Gitterman Gallery 170 East 75th Street 10021 New York États-Unis
Gitterman Gallery is proud to present an exhibition of vintage photographs by Josef Breitenbach concurrent with the release of the book Josef Breitenbach: Manifesto (Nazraeli Press, 2008). The exhibition will open with a reception to celebrate the artist and the recent publication on Wednesday, September 17th from 6 to 8 p.m. and continue through Saturday, November 22nd.
This exhibition will highlight Josef Breitenbach’s avant-garde work from the 1930s and 40s. His use of vibrant color as an expressive tool sets him apart from his contemporaries and earns him a place in the history of art of this period. Breitenbach colored elements of his photographs using complex processes of bleaching, toning and pigment printing. He shared a similar visual vocabulary with the Surrealists, employing techniques such as montage, solarization, the photogram and superimpression. Throughout this period, Breitenbach’s artistic expression was consistently conscious and deliberate.
Josef Breitenbach was born into a Munich wine merchant family in 1896. During his formal education, Breitenbach studied art history and became immersed in the rich history of European painting, drawing, printmaking and sculpture.
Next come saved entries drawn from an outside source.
PR #369, opened 2018-11-01
Session01

toddlikesbeer:
Hey new teacher folk,

I had some issues setting up Git, so i was unable to make incremental commits this session. I will try and be better about that in future lessons. 

I was also a but confused on what I was supposed to do for Iterators & Iteratables assignment; it wasn't exactly clear. So if there is something else I need to do please let me know and I will knock it out. 

REALLY looking forward to the class. Do ya'll have a Slack instance like the Python 1 class or is email the best way to reach you?

### DIFF
--- a/students/toddschultz/session01/comprehensions.py
+++ b/students/toddschultz/session01/comprehensions.py
@@ -1,0 +1,24 @@
+import pandas as pd
+music = pd.read_csv("featuresdf.csv")
+
+def both_gen():
+    ''' for any row, if danceability and loudness pass their tests
+    yield the danceability, artist, and song of that row'''
+    count = 0
+    while count < len(music.danceability):
+        if music.danceability[count] > 0.8 and music.loudness[count] < -5.0:
+            yield (music.danceability[count], music.artists[count], music.name[count])
+        count += 1
+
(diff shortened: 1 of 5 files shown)


ldconejo:
Hi Todd,

Welcome to the class! I have  added you to the MS Teams group account (we no longer use Slack for this class). 

On your question on the iterator, I modified your _iterator_2.py_ to break at i=16 and then resume, then I do something similar, using the _range()_ function instead. See the behaviours and think of how you could make _iterator_2()_ behave like _range_:

`def iterator_2(start, stop, step=1):
	while start < stop:
		yield start
		start = start+step

print("First, using our iterator")
qwerty = iterator_2(10, 30, 3)
for i in qwerty:
    print(i)
    if i == 16:
        break

print("This is after the break, with iterator")

for i in qwerty:
	print(i)

print("Now, using range")
qwerty = range(10,30, 3)
for i in qwerty:
    print(i)
    if i == 16:
        break

print("This is after the break, with range")

for i in qwerty:
	print(i)`

I will close this pull request, so that you can make any changes and submit a new pull request once those changes are in.

Thanks,

Luis

PR #371, opened 2018-11-02
lesson03 complete

seaneightysix:


ldconejo:
Hi Sean,

Good job on both assignments. For this lesson, you need to do separate submissions for the locke and recursion problems, you only did it for recursion, so please go ahead and submit for the locke problem on the course's website.

Thanks,

Luis

PR #379, opened 2018-11-05
Lesson 6 files

Swt16:
Lesson 6 files


ldconejo:
Hi Shin,

Good job on the calculator project. On the water regulation one, everything works fine, but there is one warning on checking with Pylint that should be addressed:

`waterregulation/decider.py:63:16: W0105: String statement has no effect (pointless-string-statement)
`
Should be quick fix.

Thanks,

Luis

PR #380, opened 2018-11-05
Iterator_2 v2

toddlikesbeer:
Luis helped get me unstuck, this is my result. Thanks!


ldconejo:
Hi Todd,

Everything looks good. For assignment #2, remember to submit on the course's website as well, so that I can grade it. The closure you implemented indeed works as one, just keep in mind that you can also pass parameters both to the closure as well as the enclosing function (for example, to create functions that output songs with different danceability levels).

Happy coding!

Luis

PR #392, opened 2018-11-11
adding mailroom db work lesson08

stefanjp1:


ldconejo:
Hi Stefan,

For this one, please enable capabilities to list existing donors / donations as well as to update data (could be a donation's amount or a donor's name, for example).

Thanks,

Luis

PR #396, opened 2018-11-12
Peewee Insert into single column table, when column is Primary Key returns error

wpucilow:
Peewee Insert into single column table, when column is Primary Key returns the following error:
peewee.OperationalError: near "WHERE": syntax error
example:
class Donor(BaseModel):
     donor_name = CharField(primary_key = True, max_length = 30)
database.create_tables([Donor])
new_donor = Donor.create(donor_name = "John Novak")
new_donor.save()
peewee.OperationalError: near "WHERE": syntax error
However after removing "primary_key = True" from column definition, there is no this error. Problem happens in peewee, but not in sqlite3. Is there any W/A available?


ldconejo:
Hi Wieslaw,

Peewee doesn't work well when you try to create a single column table in which that single column acts as a primary key. If you want to make sure _donor_name_ is a non-repeatable value, you can use _unique=True_ instead:

```
class Donor(BaseModel):
    donor_name = CharField(unique = True, max_length= 30)
```

This will have the effect of creating a table with two columns, _ID_, which is populated automatically and set as the primary key, and _donor_name_. 

Another alternative is to simply add another column to the same table:

```
class Donor(BaseModel):
    donor_name = CharField(primary_key = True, max_length= 30)
    donor_address = CharField(max_length= 100)
```
With this, _donor_name_ can be the primary key (just in case, the name of person is usually not a good primary key).

One (dirty) trick you could try, if you were set on having a table with a single column set as primary key, it to catch the exception when invoking the _save_ method:

```
try:
    new_donor.save()
except:
    pass
```
This will result in a database file that will indeed have a single column and that column WILL be the primary key.

This was a very interesting question, as I had not previously seen this scenario (it's uncommon to have a table with a single column that is also the primary key).

Regards,

Luis

wpucilow:
Hi Idconejo,

Thank for your response. I will go for the second column, which can be just empty but will prevent from this issue. Apart from that I was just thinking if we can create a VIEW in peewee. Basically table Donor will have a donor name, table donation will have two columns donor and donation. As for the donor donations number, total and average these values should not be keep in table (in my opinion) but should be calculated under the request, based on the data in donation table. Number/total/average should not be explicitly inserted into table, because it can lead to data integrity violation.
So whatever we can create a VIEW based on Donation table:

CREATE VIEW Report AS

select donor_id, count(amount) as num, sum(amount) as total,  avg(amount) as avg from donation group by donor_id;

PR #399, opened 2018-11-14
report() - type object 'Donation' has no attribute 'select'

wpucilow:


wpucilow:
question: report() fails from run_mailroom_db.py 

report() function works when run from create_donors_db.py
but this same function fails with 

INFO:__main__:type object 'Donation' has no attribute 'select'

when run from main program - run_mailroom_db.py. Did I mess with access to database from main program?

wpucilow:
Please ignore this question. I have found my problem. Basically in main program I have defined class Donation with static methods for projection and multiplication used for challenge (multiplying donations). I have overwritten "name space" thus further when referring to Donation was referral to this class and not to the Donation model. After changing this class name to Projection, it works. My fault and lesson learn about the importance of naming convention. If class Name(BaseModel) is defined and refered in the program. This program should not use "Name" for any other object definition.

Wieslaw

PR #400, opened 2018-11-14
Lesson 1 - 3, 5 Pull request

willhwhite:
Submitting the assignments for lessons 1, 2, 3, & 5 for review

### DIFF
--- a/students/wwhite/Lesson01/generator_solution.py
+++ b/students/wwhite/Lesson01/generator_solution.py
@@ -1,0 +1,65 @@
+#!/usr/bin/env python
+
+import math
+
+def intsum():
+    """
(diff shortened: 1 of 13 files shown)


ldconejo:
Hi Will,

For lesson 3, you need to submit separately on the course website (no problem with submitting multiple assignments as a single pull request), so that I can grade it. Your implementation is good, I'd encourage you to try a bit more on the handling of the exception of too many boats by letting the ___exit___ method deal with it:

```
        if exc_type is ValueError:
            print(exc_val) 
        return True
```

Regards,

Luis

willhwhite:
Thanks Luis, I’ll be sure to do this today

Through visits to the Alte Pinakotech in Munich, he experienced the expressive potential of color in the work of Memling and Bruegel and the creative printmaking and portraiture of Rembrandt. Breitenbach opened his first photography studio in 1932 in Munich. A left wing political activist early in his career, Breitenbach forged ties with Munich’s intelligentsia and photographed many of them.
When Hitler became chancellor in 1933, Breitenbach fled to Paris, where he came into contact with the Surrealist movement. Though he did not identify himself as a Surrealist, Breitenbach’s photography was exhibited alongside the work of Man Ray, Kertesz, Brassai and Henri Cartier-Bresson. Breitenbach was interned in September 1939; ultimately, he escaped via Barcelona and arrived in New York City in 1942. He taught photography in New York and traveled extensively throughout Asia. For reasons unknown, he hid his prewar work, which remained undiscovered until it surfaced during a routine appraisal of his estate in 1984.
Though much of his work commented on and recorded the cultural and political environment of the era, Breitenbach made regular allusions to the past with a deep reverence for humanity.
Josef Breitenbach’s eight posthumous monographs include: Josef Breitenbach: Photographien (Schirmer/Mosel 1996), Josef Breitenbach (les Editions de l'Amateur, 2001) and Josef Breitenbach: Munich Paris, New York (Stephen Daiter Gallery, 2003). His work is represented in many institutional collections including: Metropolitan Museum of Art, New York; Museum of Modern Art, New York; San Francisco Museum of Modern Art; Bibliothèque Nationale, Paris; and the Victoria and Albert Museum, London.